PROBLEM DESCRIPTION:
In the data that follows, every line containing the word "implementation" should be returned.

[[ INFORMATION SHOWN open ]]

PR #945, opened 2019-02-22
fix(styles): removed redundant margins from components and examples

bmdalex:
# fix(styles): removed redundant margins from components and examples

## Description

This PR is pretty straightforward. It:
- removes the `marginRight` styles from the following components:
  - Button
  - Icon
  - Dialog (as consequence, as it was using 2 `Button` components next to each other in the implementation)
- fixes all the examples grouping these components by using `Flex` to achieve the necessary spacing previously provided by `marginRight`

## Screenshots: 

These screenshot outline how spacing is achieved in `Button` examples where 2 `Button` components are placed next to each other

### Before (with `marginRight`):
screenshot 2019-02-22 at 10 25 31

### After (with `gap="gap.small"`):
screenshot 2019-02-22 at 10 24 47

### DIFF
--- a/docs/src/examples/components/Animation/Types/AnimationExampleKeyframeParams.tsx
+++ b/docs/src/examples/components/Animation/Types/AnimationExampleKeyframeParams.tsx
@@ -1,5 +1,5 @@
 import * as React from 'react'
-import { Animation, Icon, Provider, ThemeAnimation } from '@stardust-ui/react'
+import { Animation, Flex, Icon, Provider, ThemeAnimation } from '@stardust-ui/react'
 
 const colorChanger: ThemeAnimation<{ fromColor: string; toColor: string }> = {
   keyframe: ({ fromColor, toColor }) => ({
@@ -17,7 +17,7 @@ const colorChanger: ThemeAnimation<{ fromColor: string; toColor: string }> = {
 
 const AnimationExample = () => (
   <Provider theme={{ animations: { colorChanger } }}>
-    <div>
+    <Flex gap="gap.smaller">
       <Animation name="colorChanger">
         <Icon name="umbrella" circular bordered />
       </Animation>
@@ -27,7 +27,7 @@ const AnimationExample = () => (
       <Animation name="colorChanger" keyframeParams={{ toColor: 'black' }}>
         <Icon name="umbrella" circular bordered />
       </Animation>
-    </div>
+    </Flex>
   </Provider>
 )
 
--- a/packages/react/src/components/Button/ButtonGroup.tsx
+++ b/packages/react/src/components/Button/ButtonGroup.tsx
@@ -16,6 +16,7 @@ import {
 import { Accessibility } from '../../lib/accessibility/types'
 import { defaultBehavior } from '../../lib/accessibility'
 import Button from './Button'
+import Flex from '../Flex/Flex'
 
 export interface ButtonGroupProps
   extends UIComponentProps,
@@ -76,14 +77,16 @@ class ButtonGroup extends UIComponent<ReactProps<ButtonGroupProps>, any> {
 
     return (
       <ElementType {...unhandledProps} className={classes.root}>
-        {_.map(buttons, (button, idx) =>
-          Button.create(button, {
-            defaultProps: {
-              circular,
-              styles: this.getStyleForButtonIndex(styles, idx === 0, idx === buttons.length - 1),
-            },
-          }),
-        )}
+        <Flex gap="gap.smaller">
+          {_.map(buttons, (button, idx) =>
+            Button.create(button, {
+              defaultProps: {
+                circular,
+                styles: this.getStyleForButtonIndex(styles, idx === 0, idx === buttons.length - 1),
+              },
+            }),
+          )}
+        </Flex>
       </ElementType>
     )
   }
--- a/packages/react/src/components/Button/ButtonGroup.tsx
+++ b/packages/react/src/components/Button/ButtonGroup.tsx
@@ -76,18 +76,16 @@ class ButtonGroup extends UIComponent<ReactProps<ButtonGroupProps>, any> {
     }
 
     return (
-      <ElementType {...unhandledProps} className={classes.root}>
-        <Flex gap="gap.smaller">
-          {_.map(buttons, (button, idx) =>
-            Button.create(button, {
-              defaultProps: {
-                circular,
-                styles: this.getStyleForButtonIndex(styles, idx === 0, idx === buttons.length - 1),
-              },
-            }),
-          )}
-        </Flex>
-      </ElementType>
+      <Flex as={ElementType} gap="gap.smaller" {...unhandledProps} className={classes.root}>
+        {_.map(buttons, (button, idx) =>
+          Button.create(button, {
+            defaultProps: {
+              circular,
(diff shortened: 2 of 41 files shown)


packages/react/src/themes/teams/components/Icon/iconStyles.ts
```diff
@@ -101,7 +101,6 @@ const iconStyles: ComponentSlotStylesInput<IconProps, IconVariables> = {
     return {
       backgroundColor: v.backgroundColor,
       display: 'inline-block',
-      marginRight: v.marginRight,
```
bmdalex, line 104: here is where we remove redundant margin for `Button`

packages/react/src/themes/teams/components/Button/buttonStyles.ts
```diff
@@ -81,7 +81,7 @@ const buttonStyles: ComponentSlotStylesInput<ButtonProps & ButtonState, any> = {
       alignItems: 'center',
       position: 'relative',
       padding: `0 ${pxToRem(paddingLeftRightValue)}`,
-      margin: `0 ${pxToRem(8)} 0 0`,
+      margin: 0,
```
bmdalex: here is where we remove redundant margin for `Icon`

packages/react/src/components/Dialog/Dialog.tsx
```diff
@@ -211,15 +212,15 @@ class Dialog extends AutoControlledComponent<ReactProps<DialogProps>, DialogStat
             },
             overrideProps: {
               content: (
-                <>
+                <Flex gap="gap.small" hAlign="end">
```
bmdalex: here we use `Flex` to fix side effect from removing margin from `Button`

packages/react/src/themes/teams/components/Input/inputVariables.ts
```diff
@@ -26,7 +26,7 @@ export default (siteVars): InputVariables => ({
   fontSize: siteVars.fontSizes.medium,
 
   iconPosition: 'absolute',
-  iconRight: pxToRem(2),
+  iconRight: pxToRem(10),
```
bmdalex, line 29: removed the margin of 8px from `Icon` meaning we need to add the difference here

packages/react/src/themes/teams/components/Attachment/attachmentVariables.ts
```diff
@@ -21,8 +23,8 @@ export type AttachmentVariables = {
 }
 
 export default siteVariables => ({
-  padding: 8,
-  iconSpace: 12,
+  padding: pxToRem(8),
+  iconSpace: pxToRem(12),
```
bmdalex, line 27: there we're not working previously 😕

packages/react/src/components/Dialog/Dialog.tsx
```diff
@@ -211,15 +212,15 @@ class Dialog extends AutoControlledComponent<ReactProps<DialogProps>, DialogStat
             },
             overrideProps: {
               content: (
-                <>
+                <Flex gap="gap.smaller" hAlign="end">
```
bmdalex, line 215: @kuzhelov this means introducing an extra DOM node, any suggestions on how to avoid this?
I can only think about adding a `marginRight` variable and override it for `Button` when needed

also @layershifter as code owner of this component

packages/react/src/components/Button/ButtonGroup.tsx
```diff
@@ -76,14 +77,16 @@ class ButtonGroup extends UIComponent<ReactProps<ButtonGroupProps>, any> {
...
       <ElementType {...unhandledProps} className={classes.root}>
-        {_.map(buttons, (button, idx) =>
-          Button.create(button, {
-            defaultProps: {
-              circular,
-              styles: this.getStyleForButtonIndex(styles, idx === 0, idx === buttons.length - 1),
-            },
-          }),
-        )}
+        <Flex gap="gap.smaller">
```
bmdalex: @kuzhelov this means introducing an extra DOM node, any suggestions on how to avoid this?
I can think about:
- adding a `marginRight` variable and override it for `Button` when needed
- or specifying
```typescript
defaultProps: {
  as: Flex,
}

// ...

renderComponent() {
  // ...
  return <ElementType gap="gap.smaller" {...unhandledProps} className={classes.root} ... />
}
```

kuzhelov: yes, I would expect the second approach being used here as, essentially, this is what we would like to achieve - i.e. to use `Flex` as a container.

However, this will introduce one subtle problem (that, depending on the use case, might become not that subtle to spot:). Suppose that client wants to achieve the following
- use <span> as wrapper (this is the place where example seems to be contrived, but I am pretty sure that there might be more appealing scenario)
- preserve layout aspects

Note that this use case won't be covered even with the second approach suggested - however, we might use its core idea being a bit extended. To cover mentioned use case I would suggest to use the following implementation strategy:

```jsx
renderComponent({ ElementType, classes, unhandledProps, ... }) {
  ...
  return <Flex as={ElementType} gap="gap.smaller" {...unhandledProps} className={classes.root} ... />
}
```

packages/react/src/components/Dialog/Dialog.tsx
kuzhelov: I think that here it is absolutely fine to introduce additional DOM node - as, if you would imagine what one would do to achieve the same effect with plain HTML, it would still be about introducing container DOM node

packages/react/src/themes/teams/components/Button/buttonStyles.ts
kuzhelov: could we omit this line altogether?

kuzhelov (commented):
just couple of small changes I would suggest to introduce
- for ButtonGroup consider to use variant of alternative approach you've suggested: https://github.com/stardust-ui/react/pull/945/files#r259471117
- remove margins from `Button` styles altogether: https://github.com/stardust-ui/react/pull/945/files#r259272014

packages/react/src/components/Button/ButtonGroup.tsx
bmdalex: sounds good, applied `Flex as={ElementType} gap="gap.smaller"`, thanks

packages/react/src/components/Dialog/Dialog.tsx
bmdalex: cool, thanks for looking into it

packages/react/src/themes/teams/components/Button/buttonStyles.ts
bmdalex: done, thanks

docs/src/examples/components/Animation/Types/AnimationExampleKeyframeParams.tsx
```diff
@@ -17,7 +17,7 @@ const colorChanger: ThemeAnimation<{ fromColor: string; toColor: string }> = {
 
 const AnimationExample = () => (
   <Provider theme={{ animations: { colorChanger } }}>
-    <div>
+    <Flex gap="gap.smaller">
```
bmdalex, line 20: fyi @mnajdova

kuzhelov (approved):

[[ INFORMATION SHOWN closed ]]

TASK OUTPUT:
  - Dialog (as consequence, as it was using 2 `Button` components next to each other in the implementation)
Note that this use case won't be covered even with the second approach suggested - however, we might use its core idea being a bit extended. To cover mentioned use case I would suggest to use the following implementation strategy:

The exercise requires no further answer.